The government has erred in “betting the house” on business growth at the expense of shoring up consumer confidence and demand, according to Grattan Institute chief executive Danielle Wood.

Presenting a keynote this morning at the Morningstar Investment Conference on fiscal policy, Wood said that while the Federal Budget hit some of the right notes, including “really positive” wage subsidies for unemployed young people, the emphasis on recovery via massive tax cuts to businesses is based on flawed reasoning.

“My real question is this: Is it right to bet the house on an investment led recovery?” Wood said.

The think-tank CEO, who took over from inaugural chief executive John Daley in July, said the government has “really backed the idea” of a private sector-led recovery, as evidenced by tax cuts such as the temporary instant asset write-off for new capital purchases, worth $27 billion over 4 years.

“We know that before the crisis business investment was weak and a real reason for that was a lot of uncertainty about economic conditions and consumption,” Wood explained. “There is not much here that makes me think we’re going to see a boon in economic activity.”

The government is placing the horse before the cart, Wood argued. The budget’s own forecast, she noted, predicted almost zero wage growth for the next four years. With no wage growth consumer spending will remain stifled, which is an issue that needs to be tackled before the government looks to promote private sector activity.

“My concern is that we’re putting that business investment part before the consumption,” she said. “I would have liked to see more measures to shore up consumer confidence and spending before we start really thinking about how we’re going to encourage business investment.”

No regrets, no zombies

Wood, who is also the National President of the Economic Society of Australia, explained how there are three phases to the economic response to the pandemic; rescue, recovery and rebuild.
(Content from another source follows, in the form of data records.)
PR #49, opened 2020-08-08
Make auth excellent

### LINKED ISSUE #41: Add additional details to audit sessions
AKA refresh tokens. Recording the gist of our talk in Discord for posterity:

Right now, audit sessions live forever. Ideally, an audit session should be
- the session ID
- the expiration date
- what device the user signed in to
- when the session was created

Which would allow cleaning them out after they've expired, and (eventually?) allowing a user to force-logout a session.

pingzing:
Closes #41.

- Audit Sessions are now fully-fledged objects, including creation and expiration dates
- Refresh tokens are now SHA256-hashed in the database
- JWT configuration options are centralized in /src/util/secrets.ts
- Failing to refresh your token now results in a 403
- Receiving a 403 on refresh attempt will now log a user out

### DIFF
--- a/src/db/users/audit-session.schema.ts
+++ b/src/db/users/audit-session.schema.ts
@@ -1,0 +1,9 @@
+import { Schema } from "mongoose";
+
+import { AuditSession } from './models/audit-session.model';
+
+export const AuditSessionSchema = new Schema<AuditSession>({
+    _id: {type: String, required: [true, `You must provide a sessionId.`]},
+    expires: {type: Date, required: [true, `You must provide an expiration date.`]},
+    createdAt: {type: Date, default: Date.now()},
+});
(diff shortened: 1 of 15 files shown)


src/db/users/audit-session.schema.ts
```diff
@@ -0,0 +1,9 @@
+import { Schema } from "mongoose";
+
+import { AuditSession } from './models/audit-session.model';
+
+export const AuditSessionSchema = new Schema<AuditSession>({
+    _id: {type: String, required: [true, `You must provide a sessionId.`]},
+    expires: {type: Date, required: [true, `You must provide an expiration date.`]},
+    createdAt: {type: Date, default: Date.now()},
+});
```
pingzing, line 9: I tried to set up pre-save hooks to do the hashing and creation dates the easy way, but it seems like they don't fire when adding a sub-document to a parent document.

...or something.

Figments (approved):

The Federal Budget focused on the recovery stage, she said, but questions remain as to whether they use the lever of fiscal stimulus effectively.

“In a world where government is using fiscal policy a lot more we still need to think about what good fiscal stimulus looks like,” the CEO said. “You don’t just want to be throwing money around, you want to have a set of principles to make sure you’re getting the best bang for your buck.”
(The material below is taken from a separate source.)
PR #68, opened 2020-08-10
Give cover art uploader stronger opinions

pingzing:
Everything is JPEGs.

This seems to be the most reliable way to _not_ generate images that are larger than the original when cropping to its original size.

Wood explained that good stimulus should generally have four principles; be cost effective, targeted, have no regrets and no zombies, which she said means staying away from stimulus that could end up blocking long-term structured change.

Missed opportunities

There were some glaring omissions from the Federal Budget that represented missed opportunities, Woods argued. Chief among these was a lack of attention paid to a services sector decimated by the pandemic that is key to increased employment in young people.

“The government could have done more in terms of services jobs,” she said, noting that hospitality, administration, tourism and retail were all among the hardest hit industries yet among the lowest in terms of government stimulus. “I would have liked to see more targeted support for those sectors that are hard hit.”

Woods also criticized the income tax cuts delivered by Treasurer Frydenberg as being “not as well designed as they could be”.

The changes in the thresholds take effect as soon as the legislation is passed and the ATO can make the adjustment, she said, but the tax offset – “which is really where the action in for low and middle income earners” – won’t be received until tax returns are completed next year.

“That for me is the real kicker in the package,” Wood said, noting that tax offsets tend to work better as stimulus rather than payments. “We know that lower and middle income earners are the ones that are spending more as a percentage of income relative to high income earners during this crisis so my concern is [that] holding off those tax offsets to July… we’re not really going to get that kicker when we need it.”

Not enough certainty has been given around Jobkeeper either, Wood argued, with the government waiting on the prevailing economic conditions before deciding how to taper down payments. “My argument would be… what is the basic minimum people need?” she said.

The budget also missed an opportunity to make progress on the issue of childcare, Woods lamented, which has the potential to provide a direct boost to employment.

“It’s a really important long-term reform… particularly for women,” she said. “There’s very little incentive for people to work more than 3 days per week.”

Tahn Sharpe is a Sydney-based financial services journalist with a background in financial planning. He writes on advice, superannuation, investment, banking and insurance issues, is a certified SMSF Adviser and holds an Advanced Diploma of Financial Planning. Contact at [email protected]
One comment on “No regrets, no zombies: What the budget got right and wrong”
  1. Avatar Jeremy Wright

    I suppose the proof will be in how small to medium size Business will react.

    I will look to bring on a new employee in January based on the help the Government is providing.

    Consumer confidence can only grow if Australians feel secure that their job will be there going forward.

    The Government understand and may have learned from the last seven months, that a healthy Private Business sector is the only way for an economy to progress.

    However, throwing money at a problem, without actually fixing the issues that caused the problem, never works.

    In Australia, the other pressing issue that needs to be addressed and in order for the Private Business sector to rebuild, there must be a dismantling of the Regulatory maze that is slowly killing off Business.

    Australia is the most over regulated country in the world and everyone knows that if the Regulations are too hard to follow, then it becomes a game of ticking boxes and bringing in the Lawyers to argue about interpretation, while Australian Businesses decline.

    Clear, fair, consistent Regulation is the future and is something all Australians crave for, more than handouts that will need to be repaid in the future.